Usually in December (and intermittently throughout the year), I reflect on what’s occurred in my life and how I handled it all, and I try to reconcile that with what God would have had me do and what lessons I should be learning.
Well, the big thing I learned this year was about my focus. It’s easy to focus on the positive when positivity abounds. But it’s not so easy when bullshit and hurt and selfishness and overall negativity surround me. BUT it’s not impossible. When trouble comes around, the first thing on my to-do list is try to name 5 things I’m happy about. Sometimes I have to drill all the way down to the things we take for granted. You know, like having breath. Or functioning limbs. Or a roof over my head. Parents who love me. And this is an ongoing lesson–I’m still getting over many things that occurred over the course of 2009, but it’s all about perspective. Yes, I’m affected, but I have to let the positivity affect me and battle that negativity.

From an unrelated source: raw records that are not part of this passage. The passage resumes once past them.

PR #2026, opened 2020-10-23
User without template related privilege will not be able to see all the templates. [SDANSA-441]

GyanP:


apps/templates/content_templates.py
```diff
@@ -197,9 +197,13 @@ def get(self, req, lookup):
...
             lookup = {}
-        lookup.update({'$or': [{'is_public': True}, {'user': active_user.get('_id')}]})
-        if privileges.get('personal_template'):
-            lookup['$or'].append({'is_public': False})
+        if not privileges.get('content_templates') and not privileges.get('personal_template'):
+            lookup.update({'$and': [{'is_public': False}, {'user': active_user.get('_id')}]})
+        elif not privileges.get('content_templates') and privileges.get('personal_template'):
+            lookup.update({'$or': [{'is_public': False}, {'user': active_user.get('_id')}]})
+        elif privileges.get('content_templates') and not privileges.get('personal_template'):
+            lookup.update({'$or': [{'is_public': True}, {'user': active_user.get('_id')}]})
```
petrjasek, line 205: I think there are only 2 cases - everyone can see public right? so then I can either see also other user templates or not.

GyanP: There is a total of 4 cases:
1) If the user doesn't have the `content_template` or `personal_template` privilege, then the user should only see their personal template.
2) If the user has `content_template` privilege then the user should be able to see all the public template.
3) If the user has `personal_template` privilege enabled then the user should be able to see other user's personal templates as well.
4) If the user has both the privileges then the user should be able to see all the templates.

tomaskikutis: That's correct. 4th point is more of a conclusion than the rule.

* no privileges - can work with personal templates.
* content_template - can work with all public templates.
* personal_template - can work with private templates of other users.

petrjasek: so you need a privilege to be able to use a public template? I thought it's just for management

GyanP: > so you need a privilege to be able to use a public template?

We are just managing it using `content_templates` privilege.

tomaskikutis: > so you need a privilege to be able to use a public template? I thought it's just for management

My bad. I meant to say to "create/view/edit" templates when I wrote "can work with". Anyone should be able to **read** public templates. Not sure what should be done with private ones. If I create an article with a private template and send it to some desk - people wouldn't be able to view/edit articles without being able to access template.

petrjasek (approved):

Another thing I’ve had quite a difficult time learning, and I didn’t know I had to relearn it until I had to deal with conflicts, was that I don’t do what I do for people. I do what I do because it’s in my spirit and my make-up. God made me a person who spends her days striving to use my talents to help other folks. This year, I was in a position on more than one occasion of serving a great number of people, some of whom were very inconsiderate, very rude, very contentious, and very negative. And I had to battle with myself consistently on staying in that position. If I could have quit, I would have. In a heartbeat. The problem with me, though, is that I’m not a quitter. Once I’ve committed to something, I follow through with it, even when I’m miserable. But why was I miserable? Because I let a small group, maybe 10% of the people I serve, who were loud and silly, matter. I let them drive me up the mickeyfickey wall, just because they were louder than the other people who either don’t bother me at all or who really are supportive. Perspective.

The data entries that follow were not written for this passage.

PR #2027, opened 2020-10-23
add mapping for dateline.located.place

petrjasek:


superdesk/metadata/item.py
```diff
@@ -110,6 +110,16 @@ class Formats(NamedTuple):
 
 ITEM_EVENT_ID = 'event_id'
 
+geopoint = {
+    'type': 'dict',
+    'mapping': {'type': 'geo_point'},
+    'nullable': True,
+    'schema': {
+        'lat': {'type': 'integer'},
```
ride90, line 118: I think it's float

petrjasek: of course :facepalm:

ride90 (approved):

So since my Road to 29 commenced, I’ve tried to be intentional about my positivity and what I spend my time thinking about. It’s still hard, of course, but not as hard as it was when I didn’t realize that I was getting duped by the devil’s antics. So I’m ignoring the negativity–not giving them the benefit of acknowledgement. And lemme tell you–when you channel positivity and don’t allow yourself to feed into the world’s negativity, you touch people. You never know what people are going through or what they’re searching for. I got an email this morning. Someone who’s been having a rough time of it lately reached out to me just because I was positive in an email and the positivity reached out and grabbed her. She didn’t see me. She saw the God I’ve been latching on to, trying to keep myself out of the dumps I find myself in when I rely on myself and my own emotions.
So my projections–in 2010, the year that signifies perfection and divine completion, I will focus on the miracle. I will strive to let the positivity outweigh the negativity, even when I’m being mistreated or when life throws me blows. I will expect the unexpected because God is awesome and He knows what He has for me. I will try my best to remember that someone I may not even realize is watching me may need to see the God in me, so I need to let him shine through.
Now, it’s time for another installment of Road to 29–pampering myself. 🙂 But I’ll leave you with my theme song for Road to 29/2010.
But the impossible is God’s chance to work a miracle, a miracle… So just know it ain’t over until God says it’s over. It ain’t over until God says it’s done. Keep fighting until your victory is won.